%%

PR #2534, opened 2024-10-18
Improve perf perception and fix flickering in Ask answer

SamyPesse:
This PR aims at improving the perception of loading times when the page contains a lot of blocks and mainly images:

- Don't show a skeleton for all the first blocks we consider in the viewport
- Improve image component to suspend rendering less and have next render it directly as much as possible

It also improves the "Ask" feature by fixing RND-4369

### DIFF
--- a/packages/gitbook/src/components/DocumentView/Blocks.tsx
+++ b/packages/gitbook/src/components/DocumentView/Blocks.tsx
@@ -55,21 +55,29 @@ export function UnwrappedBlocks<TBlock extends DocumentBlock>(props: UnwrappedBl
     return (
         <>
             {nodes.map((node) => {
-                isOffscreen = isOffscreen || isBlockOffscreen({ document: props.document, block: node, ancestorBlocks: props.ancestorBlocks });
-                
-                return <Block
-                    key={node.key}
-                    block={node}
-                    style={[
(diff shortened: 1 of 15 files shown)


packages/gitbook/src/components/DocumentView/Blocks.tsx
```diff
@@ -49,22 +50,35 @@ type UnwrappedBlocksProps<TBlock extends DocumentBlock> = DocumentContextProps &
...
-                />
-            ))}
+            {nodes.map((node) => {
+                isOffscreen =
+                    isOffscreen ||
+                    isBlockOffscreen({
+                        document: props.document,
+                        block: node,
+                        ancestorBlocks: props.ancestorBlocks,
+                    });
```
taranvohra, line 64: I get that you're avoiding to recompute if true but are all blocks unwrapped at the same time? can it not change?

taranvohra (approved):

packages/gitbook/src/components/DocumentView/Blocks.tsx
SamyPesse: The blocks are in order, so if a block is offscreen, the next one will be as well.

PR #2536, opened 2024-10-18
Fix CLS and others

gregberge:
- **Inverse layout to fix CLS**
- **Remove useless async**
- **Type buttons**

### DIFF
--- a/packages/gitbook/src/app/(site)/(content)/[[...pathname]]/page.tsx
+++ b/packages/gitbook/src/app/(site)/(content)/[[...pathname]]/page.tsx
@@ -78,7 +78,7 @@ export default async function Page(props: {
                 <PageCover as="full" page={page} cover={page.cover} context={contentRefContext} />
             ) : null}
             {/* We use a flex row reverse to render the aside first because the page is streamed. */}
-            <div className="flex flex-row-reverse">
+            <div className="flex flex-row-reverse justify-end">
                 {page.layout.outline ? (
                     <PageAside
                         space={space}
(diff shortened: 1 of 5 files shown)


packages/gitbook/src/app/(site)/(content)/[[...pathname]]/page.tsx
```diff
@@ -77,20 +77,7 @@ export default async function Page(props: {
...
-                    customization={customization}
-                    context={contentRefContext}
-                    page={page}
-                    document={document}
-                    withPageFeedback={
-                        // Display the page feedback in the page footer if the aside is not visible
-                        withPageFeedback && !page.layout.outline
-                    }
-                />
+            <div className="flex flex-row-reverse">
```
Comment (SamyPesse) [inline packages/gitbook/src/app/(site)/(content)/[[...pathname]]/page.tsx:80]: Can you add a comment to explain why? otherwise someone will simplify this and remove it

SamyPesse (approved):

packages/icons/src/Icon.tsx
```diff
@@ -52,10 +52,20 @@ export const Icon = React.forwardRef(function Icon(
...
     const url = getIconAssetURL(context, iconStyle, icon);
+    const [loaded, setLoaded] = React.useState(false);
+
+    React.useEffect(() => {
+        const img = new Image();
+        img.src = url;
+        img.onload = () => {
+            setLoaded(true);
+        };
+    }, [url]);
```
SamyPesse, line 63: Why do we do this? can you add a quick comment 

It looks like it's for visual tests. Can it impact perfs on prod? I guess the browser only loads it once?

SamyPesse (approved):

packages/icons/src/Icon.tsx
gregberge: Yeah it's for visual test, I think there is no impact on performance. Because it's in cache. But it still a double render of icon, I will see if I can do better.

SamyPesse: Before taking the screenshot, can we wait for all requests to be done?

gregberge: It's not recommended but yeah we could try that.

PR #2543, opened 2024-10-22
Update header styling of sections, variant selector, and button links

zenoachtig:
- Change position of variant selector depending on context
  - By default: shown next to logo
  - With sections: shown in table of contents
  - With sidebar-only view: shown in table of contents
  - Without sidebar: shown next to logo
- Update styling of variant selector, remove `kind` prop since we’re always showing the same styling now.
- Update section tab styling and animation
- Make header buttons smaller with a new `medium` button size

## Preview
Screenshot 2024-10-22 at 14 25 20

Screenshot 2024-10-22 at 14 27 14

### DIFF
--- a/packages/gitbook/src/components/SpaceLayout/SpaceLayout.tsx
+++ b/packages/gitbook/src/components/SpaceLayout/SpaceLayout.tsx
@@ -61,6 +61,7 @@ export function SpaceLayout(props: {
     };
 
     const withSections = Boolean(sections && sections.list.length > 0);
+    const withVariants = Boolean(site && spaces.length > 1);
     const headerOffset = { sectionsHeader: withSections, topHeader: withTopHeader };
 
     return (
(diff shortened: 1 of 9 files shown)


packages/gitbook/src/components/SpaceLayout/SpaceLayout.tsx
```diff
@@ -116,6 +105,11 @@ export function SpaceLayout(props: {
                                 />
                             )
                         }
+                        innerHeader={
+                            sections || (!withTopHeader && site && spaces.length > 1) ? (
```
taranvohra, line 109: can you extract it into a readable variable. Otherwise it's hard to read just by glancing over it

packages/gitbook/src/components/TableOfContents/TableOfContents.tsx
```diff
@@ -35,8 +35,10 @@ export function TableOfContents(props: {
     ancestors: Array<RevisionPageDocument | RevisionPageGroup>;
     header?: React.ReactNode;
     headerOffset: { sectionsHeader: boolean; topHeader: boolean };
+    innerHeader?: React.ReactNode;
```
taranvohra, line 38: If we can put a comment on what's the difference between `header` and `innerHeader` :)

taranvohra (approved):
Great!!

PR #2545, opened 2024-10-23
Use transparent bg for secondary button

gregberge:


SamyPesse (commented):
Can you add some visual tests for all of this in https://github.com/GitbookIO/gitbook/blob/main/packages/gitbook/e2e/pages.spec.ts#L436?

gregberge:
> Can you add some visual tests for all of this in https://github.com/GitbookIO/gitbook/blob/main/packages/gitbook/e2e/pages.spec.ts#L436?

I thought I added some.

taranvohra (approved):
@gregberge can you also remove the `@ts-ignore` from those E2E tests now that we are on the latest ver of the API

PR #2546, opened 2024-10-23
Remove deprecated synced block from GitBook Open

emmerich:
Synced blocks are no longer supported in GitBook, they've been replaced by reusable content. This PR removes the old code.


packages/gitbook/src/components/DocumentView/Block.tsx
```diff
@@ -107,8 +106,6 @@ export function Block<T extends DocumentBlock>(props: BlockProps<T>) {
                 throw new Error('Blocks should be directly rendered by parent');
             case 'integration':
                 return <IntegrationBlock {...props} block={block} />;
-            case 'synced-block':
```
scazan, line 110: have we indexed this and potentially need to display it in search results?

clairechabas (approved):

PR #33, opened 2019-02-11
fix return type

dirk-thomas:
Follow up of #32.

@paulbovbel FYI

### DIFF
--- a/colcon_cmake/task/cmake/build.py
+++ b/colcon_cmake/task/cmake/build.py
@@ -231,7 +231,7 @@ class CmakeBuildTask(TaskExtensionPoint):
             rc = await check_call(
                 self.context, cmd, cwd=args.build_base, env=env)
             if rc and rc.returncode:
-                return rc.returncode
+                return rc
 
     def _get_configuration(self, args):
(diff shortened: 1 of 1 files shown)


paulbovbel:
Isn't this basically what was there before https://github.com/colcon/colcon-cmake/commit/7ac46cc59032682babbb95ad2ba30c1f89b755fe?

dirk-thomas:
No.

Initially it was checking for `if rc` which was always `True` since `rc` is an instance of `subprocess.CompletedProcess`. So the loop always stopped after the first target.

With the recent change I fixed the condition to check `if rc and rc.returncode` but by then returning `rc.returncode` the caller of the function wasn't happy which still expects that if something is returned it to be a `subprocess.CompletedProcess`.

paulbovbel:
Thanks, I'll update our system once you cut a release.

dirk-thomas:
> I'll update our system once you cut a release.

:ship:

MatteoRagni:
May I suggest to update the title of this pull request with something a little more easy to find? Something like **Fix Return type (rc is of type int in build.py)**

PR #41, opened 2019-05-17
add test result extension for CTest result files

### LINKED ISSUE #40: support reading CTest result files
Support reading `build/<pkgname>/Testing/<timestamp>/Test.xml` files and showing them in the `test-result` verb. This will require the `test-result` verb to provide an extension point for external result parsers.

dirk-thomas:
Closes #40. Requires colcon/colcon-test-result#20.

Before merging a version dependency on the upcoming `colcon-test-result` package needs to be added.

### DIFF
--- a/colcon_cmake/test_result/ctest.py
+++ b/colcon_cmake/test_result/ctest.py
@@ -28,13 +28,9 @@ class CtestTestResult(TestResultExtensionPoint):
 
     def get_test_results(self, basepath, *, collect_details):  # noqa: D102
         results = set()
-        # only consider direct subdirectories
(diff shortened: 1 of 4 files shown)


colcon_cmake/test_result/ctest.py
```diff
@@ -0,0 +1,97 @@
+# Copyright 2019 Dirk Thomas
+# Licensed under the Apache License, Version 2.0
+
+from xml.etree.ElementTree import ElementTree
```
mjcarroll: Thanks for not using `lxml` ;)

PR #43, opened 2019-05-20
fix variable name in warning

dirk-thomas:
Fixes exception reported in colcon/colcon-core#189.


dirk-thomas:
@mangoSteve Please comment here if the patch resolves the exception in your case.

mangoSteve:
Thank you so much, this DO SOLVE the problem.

%%
%%

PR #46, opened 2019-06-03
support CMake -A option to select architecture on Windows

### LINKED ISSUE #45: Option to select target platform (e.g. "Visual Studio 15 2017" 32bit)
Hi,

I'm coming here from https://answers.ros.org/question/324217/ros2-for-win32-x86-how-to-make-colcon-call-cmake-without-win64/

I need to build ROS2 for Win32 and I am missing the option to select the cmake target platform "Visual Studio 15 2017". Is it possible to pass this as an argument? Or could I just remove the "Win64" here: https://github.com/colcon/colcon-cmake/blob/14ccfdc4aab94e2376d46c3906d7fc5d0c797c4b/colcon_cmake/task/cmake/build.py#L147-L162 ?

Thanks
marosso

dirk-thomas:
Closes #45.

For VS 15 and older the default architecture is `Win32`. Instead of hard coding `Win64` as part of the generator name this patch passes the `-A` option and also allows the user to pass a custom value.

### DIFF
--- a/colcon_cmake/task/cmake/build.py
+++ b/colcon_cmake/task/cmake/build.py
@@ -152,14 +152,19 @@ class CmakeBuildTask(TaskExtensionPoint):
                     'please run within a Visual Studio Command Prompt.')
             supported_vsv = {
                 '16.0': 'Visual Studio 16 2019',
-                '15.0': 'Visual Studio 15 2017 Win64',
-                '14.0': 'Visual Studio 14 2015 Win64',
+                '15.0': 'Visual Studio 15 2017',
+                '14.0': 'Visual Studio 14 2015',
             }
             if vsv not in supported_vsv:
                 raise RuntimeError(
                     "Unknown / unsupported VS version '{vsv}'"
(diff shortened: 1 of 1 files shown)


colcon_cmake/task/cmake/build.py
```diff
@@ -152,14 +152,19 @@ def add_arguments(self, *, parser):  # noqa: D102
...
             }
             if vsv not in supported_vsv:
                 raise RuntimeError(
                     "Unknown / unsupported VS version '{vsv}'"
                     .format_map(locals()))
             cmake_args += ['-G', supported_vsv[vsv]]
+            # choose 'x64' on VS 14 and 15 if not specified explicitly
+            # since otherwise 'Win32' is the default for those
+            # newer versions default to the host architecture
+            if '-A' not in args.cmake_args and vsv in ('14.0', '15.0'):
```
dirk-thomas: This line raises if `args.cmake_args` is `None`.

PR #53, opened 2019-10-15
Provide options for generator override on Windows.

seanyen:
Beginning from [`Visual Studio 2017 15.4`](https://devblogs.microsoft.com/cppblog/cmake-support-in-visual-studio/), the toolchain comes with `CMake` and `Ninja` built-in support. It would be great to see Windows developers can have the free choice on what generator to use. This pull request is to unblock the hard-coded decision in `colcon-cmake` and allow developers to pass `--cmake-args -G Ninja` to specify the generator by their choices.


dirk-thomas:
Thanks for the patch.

%%

TASK TO CARRY OUT - Find how many lines of the listing include the word "system" and answer with that count by itself.

ANSWER BOX - 2